Correlation Between Johnson Matthey and Johnson Controls
Can any of the company-specific risk be diversified away by investing in both Johnson Matthey and Johnson Controls at the same time? Although using a correlation coefficient on its own may not help to predict future stock returns, this module helps to understand the diversifiable risk of combining Johnson Matthey and Johnson Controls into the same portfolio, which is an essential part of the fundamental portfolio management process.
By analyzing existing cross correlation between Johnson Matthey PLC and Johnson Controls International, you can compare the effects of market volatilities on Johnson Matthey and Johnson Controls and check how they will diversify away market risk if combined in the same portfolio for a given time horizon. You can also utilize pair trading strategies of matching a long position in Johnson Matthey with a short position of Johnson Controls. Check out your portfolio center. Please also check ongoing floating volatility patterns of Johnson Matthey and Johnson Controls.
Diversification Opportunities for Johnson Matthey and Johnson Controls
-0.58 | Correlation Coefficient |
Excellent diversification
The 3 months correlation between Johnson and Johnson is -0.58. Overlapping area represents the amount of risk that can be diversified away by holding Johnson Matthey PLC and Johnson Controls International in the same portfolio, assuming nothing else is changed. The correlation between historical prices or returns on Johnson Controls Int and Johnson Matthey is a relative statistical measure of the degree to which these equity instruments tend to move together. The correlation coefficient measures the extent to which returns on Johnson Matthey PLC are associated (or correlated) with Johnson Controls. Values of the correlation coefficient range from -1 to +1, where. The correlation of zero (0) is possible when the price movement of Johnson Controls Int has no effect on the direction of Johnson Matthey i.e., Johnson Matthey and Johnson Controls go up and down completely randomly.

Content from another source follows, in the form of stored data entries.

PR #190, opened 2023-04-25
Feature/new design isotype db

orzut:


src/modules/site-v2/base/static/img/how to move button right in bootstrap - Google Search.html
r-vieira, line 1: @orzut -- check if this file is needed.

src/modules/site-v2/base/views/auth/oauth.py
```diff
@@ -56,6 +60,29 @@ def authorized(google_bp, token):
...
-  return assign_access_refresh_tokens(user.name, user.roles, session.get("login_referrer"))
+  return new_resp
+
+
+def transfer_cart(resp, user):
+  # checks if a user has a local cart
+  cartID = request.cookies.get('cartID')
+  if cartID:
+    local_cart = Cart(cartID)
+    if len(local_cart['items']):
```
r-vieira: @orzut this is a minor stylistic note, but we prefer code-guards that return early (and keep indentation minimal). 
For instance, when there are zero items, immediately delete the cookie and return. That way the rest of the flow can remain at the function level. Example:
``` 
if len(local_cart['items']) == 0:
  res.delete_cookie('cartID')
  return 

# continue code at this level of indentation.
users_cart = Cart.lookup_by_user(user['email'])
# (...)
```

src/modules/site-v2/base/views/auth/oauth.py
```diff
@@ -56,6 +60,29 @@ def authorized(google_bp, token):
...
+  resp = make_response(assign_access_refresh_tokens(user.name, user.roles, session.get("login_referrer")))
+  new_resp = transfer_cart(resp, user)
   flash("Successfully logged in!", 'success')
-  return assign_access_refresh_tokens(user.name, user.roles, session.get("login_referrer"))
+  return new_resp
+
+
+def transfer_cart(resp, user):
+  # checks if a user has a local cart
+  cartID = request.cookies.get('cartID')
```
r-vieira: @orzut -- one more stylistic note: in python the norm is to use lower-case var names with underscores, instead of `cartID =` consider using `cart_id =`. 

The cookie name is fine as is, and we might want to promote it to an environment variable (env/ENV/global.env) that is unique to each environment. For instance, on the env/development/global.env it could be: `MODULE_SITE_CART_COOKIE_NAME=caendr-dev-cart-id` and then use it here as:
```
MODULE_SITE_CART_COOKIE_NAME = os.getenv('MODULE_SITE_CART_COOKIE_NAME')
cart_id = request.cookies.get(MODULE_SITE_CART_COOKIE_NAME)
```

src/modules/site-v2/base/views/strains.py
```diff
@@ -143,59 +146,144 @@ def strains_catalog():
...
+                  "to": [order_obj["email"]],
+                  "cc": config.get("CC_EMAILS"),
+                  "subject": "CeNDR Order #" + str(order_obj["invoice_hash"]),
+                  "text": ORDER_SUBMISSION_EMAIL_TEMPLATE.format(**order_obj)})
+
+      # Save to google sheet
+      add_to_order_ws(order_obj)
+
+      # Mark the cart is deleted
+      users_cart.delete_cart()
```
r-vieira: @orzut  -- since we are doing a 'soft-delete', we might want to rename this method to #soft_delete(). Also, since the method applies to `Cart`, we can remove the suffix `_cart` from the method name.

src/modules/site-v2/base/views/strains.py
```diff
@@ -143,59 +146,144 @@ def strains_catalog():
...
+      order_obj['invoice_hash'] = str(uuid.uuid4()).split("-")[0]
+      order_obj["order_confirmation_link"] = url_for('request_strains.order_confirmation', invoice_hash=order_obj['invoice_hash'], _external=True)
+      send_email({"from": "no-reply@elegansvariation.org",
+                  "to": [order_obj["email"]],
+                  "cc": config.get("CC_EMAILS"),
+                  "subject": "CeNDR Order #" + str(order_obj["invoice_hash"]),
+                  "text": ORDER_SUBMISSION_EMAIL_TEMPLATE.format(**order_obj)})
+
+      # Save to google sheet
+      add_to_order_ws(order_obj)
```
r-vieira, line 234: @orzut -- it might be helpful to notify site-admins when the application is unable to save the order to the google sheets. Does the `add_to_order_ws()` function throw an exception we could catch here?

src/modules/site-v2/base/views/strains.py
```diff
@@ -143,59 +146,144 @@ def strains_catalog():
...
+
+      # Mark the cart is deleted
+      users_cart.delete_cart()
+      users_cart.save()
+
+      # flash("Thank you for submitting your order! Please follow the instructions below to complete your order.", 'success')
+      flash("Thank you for submitting your order! Please follow the instructions below to complete your order.", 'success')
+
+      # delete cartID from cookies
+      if cartID:
```
r-vieira: prefer the early return, eg :
```
if cartID is None:
        return redirect(url_for("request_strains.order_confirmation", invoice_hash=order_obj['invoice_hash']), code=302)

# continue at this indentation
resp = ...
```

src/modules/site-v2/base/views/strains.py
```diff
@@ -143,59 +146,144 @@ def strains_catalog():
...
+    
+    return resp
+
+@strains_bp.route('/checkout', methods=['PUT'])
+@jwt_required(optional=True)
+def order_page_remove():
+  """ This view handles removing items from the cart """
+  form = OrderForm()
+  user = get_current_user()
+  item_to_remove = request.get_json()['itemToRemove']
```
r-vieira: be careful when doing key look-ups in python dicts, if a key doesn't exist, it will throw a `KeyError`. An alternative that is usually recommended is to use `dict.get('itemToRemove', 'defaultValueIfKeyDoesntExist')`. By default when using .get('key') and not passing a default value, if the key doesn't exist, it will return `None` (which is safer) than a `KeyError`

src/modules/site-v2/base/views/strains.py
```diff
@@ -205,7 +293,23 @@ def order_confirmation(invoice_hash):
...
+@cache.memoize(60*60)
+def strains_submission_page():
+  """
+      Google form for submitting strains
+  """
+  title = "Strain Submission"
+  # TODO: Move this to configurable location
+  #STRAIN_SUBMISSION_FORM = '1w0VjB3jvAZmQlDbxoTx_SKkRo2uJ6TcjjX-emaQnHlQ'
+  #strain_submission_url = f'https://docs.google.com/forms/d/{STRAIN_SUBMISSION_FORM}/viewform?embedded=true'
+  strain_submission_url = "https://docs.google.com/forms/d/1w0VjB3jvAZmQlDbxoTx_SKkRo2uJ6TcjjX-emaQnHlQ/viewform?embedded=true"
```
r-vieira: Since this URL will change based on what environment the application is running, it should be promoted to a env/development/global.env variable. (and it should be propagated to other environments, eg: main).

r-vieira (changes requested):
Looks great!! Please review the inline comments and adjust as needed.

src/modules/site-v2/base/views/strains.py
orzut: No, none of the google sheets functions don't throw any exceptions

src/modules/site-v2/templates/errors/400.html
```diff
@@ -5,5 +5,5 @@
 {% block content %}
   <h1>Internal Server Error :(</h1>
   <h3>We're having some problems</h3>
-  <h3>Instead, look at all these <a href="{{ url_for('request_strains.strains') }}">worms</a>!</h3>
+  <h3>Instead, look at all these <a href="{{ url_for('request_strains.request_strains') }}">worms</a>!</h3>
```
natalieroman: I discussed with Erik and he said it makes sense to link to the homepage on the error pages. I updated [here](https://github.com/AndersenLab/CAENDR/commit/d3c29c5cec04dac0ece8fbe62bbcfa1345bbe8ba).

src/modules/site-v2/templates/errors/404.html
```diff
@@ -5,5 +5,5 @@
 {% block content %}
   <h1>Page Not Found :(</h1>
   <h3>What you were looking for is just not here.</h3>
-  <h3>Instead, look at all these <a href="{{ url_for('request_strains.strains') }}">worms</a>!</h3>
+  <h3>Instead, look at all these <a href="{{ url_for('request_strains.request_strains') }}">worms</a>!</h3>
```
natalieroman: [Same here.](https://github.com/AndersenLab/CAENDR/pull/190/files/edc27cfd2afdc49660981c8b66115d1a3ebc0654#r1179603318)

env/development/global.env
```diff
@@ -140,3 +141,6 @@ JWT_ACCESS_CSRF_FIELD_NAME=jwt_csrf_token
 
 ETL_LOGS_BUCKET_NAME=caendr-dev-etl-logs-4objm
 SENTRY_URL="https://78a94a7e99a546679ae5d368f3775eb2@o353488.ingest.sentry.io/6166204"
+
+MODULE_SITE_CART_COOKIE_NAME="caendr-dev-cart-id"
```
vlagrassa: Just make sure an equivalent variable exists in `env/main/global.env`

src/modules/site-v2/base/views/auth/oauth.py
```diff
@@ -1,18 +1,26 @@
...
 from flask_dance.consumer import oauth_authorized
 
 from base.utils.auth import assign_access_refresh_tokens
 
 from caendr.models.datastore import User
+from caendr.models.datastore.cart import Cart
 from caendr.utils.data import unique_id
 from caendr.services.cloud.secret import get_secret
 
+MODULE_SITE_CART_COOKIE_NAME = os.getenv('MODULE_SITE_CART_COOKIE_NAME')
```
vlagrassa: You can use:
```
from caendr.utils.env import get_env_var
...
MODULE_SITE_CART_COOKIE_NAME = get_env_var('MODULE_SITE_CART_COOKIE_NAME')
```
...to get the environment variable a bit more safely.  I'll add documentation for this to the README.

src/modules/site-v2/base/views/strains.py
```diff
@@ -34,6 +38,8 @@
 from caendr.services.email import send_email, ORDER_SUBMISSION_EMAIL_TEMPLATE
 from caendr.services.cloud.sheets import add_to_order_ws, lookup_order
 
+MODULE_SITE_CART_COOKIE_NAME = os.getenv('MODULE_SITE_CART_COOKIE_NAME')
```
vlagrassa: Same deal here - `get_env_var`

src/modules/site-v2/base/views/strains.py
```diff
@@ -143,59 +149,146 @@ def strains_catalog():
...
+  cart_id = request.cookies.get(MODULE_SITE_CART_COOKIE_NAME)
+  if user:
+    users_cart = Cart.lookup_by_user(user['email'])
+  elif cart_id:
+    users_cart = Cart(cart_id)
+  else:
+    users_cart = Cart(**{'items': []})
+
+  if 'order_form' in request.form:
+    if form.validate_on_submit():
```
vlagrassa: Might be helpful to turn these nested `if`-statements into a flat sequence of guards, along the lines of:
```
if 'order_form' not in request.form:
  # return error message

if not form.validate_on_submit():
  # return error message

# continue with the code
```

This isn't strictly necessary, but it makes it more obvious what conditions you're checking and how you handle error cases.  Happy to give advice on what errors to raise, if you'd like!

src/modules/site-v2/base/views/strains.py
```diff
@@ -143,59 +149,146 @@ def strains_catalog():
...
+
+      # Mark the cart is deleted
+      users_cart.soft_delete()
+      users_cart.save()
+
+      # flash("Thank you for submitting your order! Please follow the instructions below to complete your order.", 'success')
+      flash("Thank you for submitting your order! Please follow the instructions below to complete your order.", 'success')
+
+      # delete cartID from cookies
+      if cart_id is None:
```
vlagrassa: This is nitpicky, so feel free to ignore, but a clearer way to structure this might be:
```
resp = make_response(redirect(url_for("request_strains.order_confirmation", invoice_hash=order_obj['invoice_hash']), code=302))

if cart_id is not None:
  resp.delete_cookie(MODULE_SITE_CART_COOKIE_NAME)

return resp
```

This makes it more obvious that you're redirecting to the same place in either case.

(Please double-check that I copied everything correctly, of course! Also, I'm pretty sure you can return the `make_response` version even if you're not deleting a cookie, but please double-check that if you go in this direction.)

src/modules/site-v2/base/views/strains.py
```diff
@@ -143,59 +149,146 @@ def strains_catalog():
...
+      flash("You must select strains/sets from the catalog", 'error')
+      return redirect(url_for("request_strains.strains_catalog"))
+ 
+    for item in added_items:
+      users_cart.add_item(item)
+    users_cart.save()
+
+    resp = make_response(jsonify({'status': 'OK'}))
+    if not user:
+      resp.set_cookie(MODULE_SITE_CART_COOKIE_NAME, users_cart.name, max_age=60*60*24*14)
```
vlagrassa: Since you're working with env vars anyways, might make sense to move the max cart age to the `.env` files.  You'd have to look into how to store/read an int value, since I think they're all strings by default.

If it makes sense to add a `var_type` parameter to the `get_env_var` function, so that you can do something like below, you're more than welcome to do so:
```
COOKIE_AGE = get_env_var('MODULE_SITE_CART_COOKIE_AGE', var_type=int)
```
(I would call it `type` but I believe that's a keyword in Python.)

vlagrassa: This one's totally optional -- don't stress about it if you have other work to do!

src/modules/site-v2/base/views/strains.py
```diff
@@ -143,59 +149,146 @@ def strains_catalog():
...
+@strains_bp.route('/checkout', methods=['PUT'])
+@jwt_required(optional=True)
+def order_page_remove():
+  """ This view handles removing items from the cart """
+  form = OrderForm()
+  user = get_current_user()
+  item_to_remove = request.get_json()['itemToRemove']
+
+  # get cart
+  if user:
```
vlagrassa: Is it possible for either or both of these conditions to fail? I.e. what if the user has no cart on GCP and no cookie?

I can imagine a situation where this gets a `None` value for the cookie, creates/gets a Cart with an ID `None`, and operates on that.  Might not technically break anything, but not exactly desirable either.

(My guess is the front-end site is set up so this would never realistically happen, but on the back end, you don't want to rely on that.)

src/modules/site-v2/base/views/strains.py
```diff
@@ -143,59 +149,146 @@ def strains_catalog():
...
+
+  return jsonify({'status': 'OK'}), 200
+
+@strains_bp.route('/checkout')
+@jwt_required(optional=True)
+def order_page_index():
+  """ This view handles the checkout page """
+  form = OrderForm()
+  user = get_current_user()
+  if user:
```
vlagrassa: Similar question here - what if neither of these branches would find a valid cart?

Using the example above -- if `request.cookies.get` returns `None`, and if the site uses that as an ID, you might end up with multiple non-logged-in users accessing a single "default" `Cart` object.

src/modules/site-v2/base/views/strains.py
```diff
@@ -143,59 +149,146 @@ def strains_catalog():
...
+    users_cart = Cart.lookup_by_user(user['email'])  
+  else:
+    cart_id = request.cookies.get(MODULE_SITE_CART_COOKIE_NAME)
+    users_cart = Cart(cart_id)
 
+  cartItems = users_cart['items'] 
+  for item in cartItems:
+    item_price = users_cart.get_price(item)
```
vlagrassa: Quick semantic point - `get_price` should probably be a `@classmethod` of `Cart`, since its value shouldn't change based on the particular cart you'd talking about.  Then you'd probably want to use it as:
```
  item['price'] = Cart.get_price(item)
```

src/modules/site-v2/templates/order/order_confirm.html
```diff
@@ -96,49 +65,52 @@ <h4 class="list-group-item-heading">Address</h4>
...
                   <td class="price text-right">$65</td>
                 </tr>
                 {% endif %}
-
+  
                 <tr>
                 <td><strong>Total</strong></td>
                 <td></td>
-                <td class="price text-right"><strong>{{ order_obj["total"] }}</strong></td>
+                <td class="price text-right"><strong>${{ order_obj["total"] }}</strong></td>
```
vlagrassa: Just be careful about using `[]` lookup notation directly -- usually `.get()` is safer.  Lets you build in a default error value.

src/pkg/caendr/caendr/models/datastore/cart.py
```diff
@@ -0,0 +1,93 @@
...
+    if not self['items']:
+      self['items'] = []
+  
+  ## Properties List ##
+
+  @classmethod
+  def get_props_set(cls):
+    return {
+      *super().get_props_set(),
+      'user',
```
vlagrassa: Since last time we talked about this, I ended up making a `UserOwnedEntity` class to handle User ownership over pipeline jobs.  Might be worth leveraging that here.

I think all you'd have to do is change the declaration to `class Cart(UserOwnedEntity)` and remove `user` here (since it'll be handled by the parent class).  Happy to discuss further, if you'd like!

src/pkg/caendr/caendr/models/datastore/cart.py
```diff
@@ -0,0 +1,93 @@
...
+
+
+    # User doesn't have a cart
+    except NotFoundError:
+      return Cart(**{'user': email, 'items': []})
+
+    # Multiple carts found for user
+    # TODO: get all carts that match the user, sort by date created on and return the latest one?
+    except NonUniqueEntity:
+      return 'multiple carts found'
```
vlagrassa: You'll probably want this to return either a `Cart` or `None`, just for consistency.

If you want to return one of the carts (e.g. the most recent one), you could do:
```
except NonUniqueEntity as ex:
  # choose the right Cart from ex.matches
```
You could also just let the error propagate for now, and come back to it later...

src/pkg/caendr/caendr/models/datastore/cart.py
```diff
@@ -0,0 +1,93 @@
...
+        return
+      else:
+        continue  
+
+
+  def soft_delete(self):
+    self['is_deleted'] = True
+
+
+  def get_price(self, item):
```
vlagrassa: Same note as above -- this should probably be a class method.

src/pkg/caendr/caendr/models/datastore/cart.py
```diff
@@ -0,0 +1,93 @@
...
+        return
+    self['items'].append(item)
+
+
+  def remove_item(self, item):
+    for cartItem in self['items']:
+      if cartItem['name'] == item:
+        self['items'].remove(cartItem)
+        return
+      else:
```
vlagrassa: A bit pedantic, but technically you don't need this `else` clause

src/pkg/caendr/caendr/models/datastore/cart.py
```diff
@@ -0,0 +1,93 @@
...
+      if cartItem['name'] == item['name']:
+        return
+    self['items'].append(item)
+
+
+  def remove_item(self, item):
+    for cartItem in self['items']:
+      if cartItem['name'] == item:
+        self['items'].remove(cartItem)
+        return
```
vlagrassa: Genuine question - is it possible for the same item to end up in the cart multiple times? And if so, should this function keep going, to make sure it removes all copies?

src/pkg/caendr/caendr/models/datastore/cart.py
vlagrassa: Completely optional extension to this -- you could actually move this to the `PRICES` class, if you wanted to.  I'd recommend something like:
```
class PRICE:
  
  # insert price variables

  def lookup(item):
    # return the price
```

Then you could use it as:
```
  item['price'] = PRICE.lookup(item)
```

This is totally up to you.  I personally think it's cleaner, since it bundles the pricing logic together in one place, but it's not like it fixes a potential bug or anything.

src/pkg/caendr/caendr/models/datastore/entity.py
```diff
@@ -388,6 +388,45 @@ def query_ds_unique(cls, key, val, required=False, safe=False):
...
 
 
+  @classmethod
+  def query_ds_not_deleted(cls, key, val, required=False):
+
+    # Run query with given key and val
+
+    matches = cls.query_ds(filters=[(key, '=', val)])
+
+    # TODO: Filter out any elements in "matches" that are deleted
```
vlagrassa: Very nitpicky point, but might want to clean up the spacing here & remove this `TODO` message.  I know we're pretty lax about `TODO`s, but since you do actually implement what it describes in this PR, I'd recommend cleaning it up.

vlagrassa (changes requested):
Looking very good!  I have a few recommendations for code clarity, and one or two potential sources of bugs I think it would be good to patch up.

The major takeaway, in my opinion, is: on the back-end, you don't want to rely on the front-end always giving you good data.  It's better to explicitly check for failure cases and return a descriptive error, so we know what happened if it goes wrong later down the line.

src/modules/site-v2/templates/_includes/isotype-database.html
```diff
@@ -1,749 +1,80 @@
...
+  }
+  thead {
+    background-color: #e1eae4;
+  }
+
+</style>
+
+{% endblock %}
+
+<div class="table-responsive my-5 isotypeDatabase">
```
natalieroman: I'd recommend moving the `table-responsive` div to the home.html template since that just feels a little bit safer and less likely to break the design in the future.

I also think you can remove the `isotypeDatabase` class, because all that's doing is limiting the height. I think there's enough room in the design to show the full height.

src/modules/site-v2/templates/_includes/isotype-database.html
```diff
@@ -1,749 +1,80 @@
...
+    <caption class="visually-hidden">A list of strains sortable by species that includes various data about each
+      individual strain.</caption>
+    <thead class="table-secondary align-middle">
+      <tr>
+        <th scope="col">#</th>
+        <th scope="col">Species</th>
+        <th scope="col">Strain</th>
+        <th scope="col">Isotype</th>
+        <th scope="col">Previous Names</th>
+        <th scope="col">Release</th>
```
natalieroman: Need to add a column for "Source Lab" between "Previous Names" and "Release." Erik asked to add this column during the design review.

natalieroman (changes requested):
The isotype database looks awesome! Just a couple of minor changes.

src/pkg/caendr/caendr/models/datastore/cart.py
vlagrassa: (This branch is not merged yet, so deferring this issue for later. Discussed w @orzut in person.)

vlagrassa (approved):
Looks good to me!

natalieroman (approved):
Looks good to me!

env/development/global.env
```diff
@@ -44,6 +44,10 @@ MODULE_SITE_BUCKET_PUBLIC_NAME=caendr-dev-site-public
 MODULE_SITE_BUCKET_PRIVATE_NAME=caendr-dev-site-private
 
 MODULE_SITE_SENTRY_NAME="caendr-dev-site-sentry-dsn"
+MODULE_SITE_CART_COOKIE_NAME="caendr-dev-cart-id"
+
+#14 days 
+MODULE_SITE_CART_COOKIE_AGE=1209600
```
r-vieira: @orzut good! Wondering if we could add the `unit` of time to the name of the var? e.g. use `MODULE_SITE_CART_COOKIE_AGE_SECONDS` instead of `MODULE_SITE_CART_COOKIE_AGE`

r-vieira (approved):
looks good! Please submit a new PR to add the unit of time to the cookie name.

r-vieira (approved):
looks good! Please submit a new PR to add the unit of time to the cookie name.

Pair Corralation between Johnson Matthey and Johnson Controls
Assuming the 90 days trading horizon Johnson Matthey PLC is expected to under-perform the Johnson Controls. In addition to that, Johnson Matthey is 1.17 times more volatile than Johnson Controls International. It trades about -0.02 of its total potential returns per unit of risk. Johnson Controls International is currently generating about 0.04 per unit of volatility. If you would invest 5,943 in Johnson Controls International on October 4, 2024 and sell it today you would earn a total of 1,633 from holding Johnson Controls International or generate 27.48% return on investment over 90 days.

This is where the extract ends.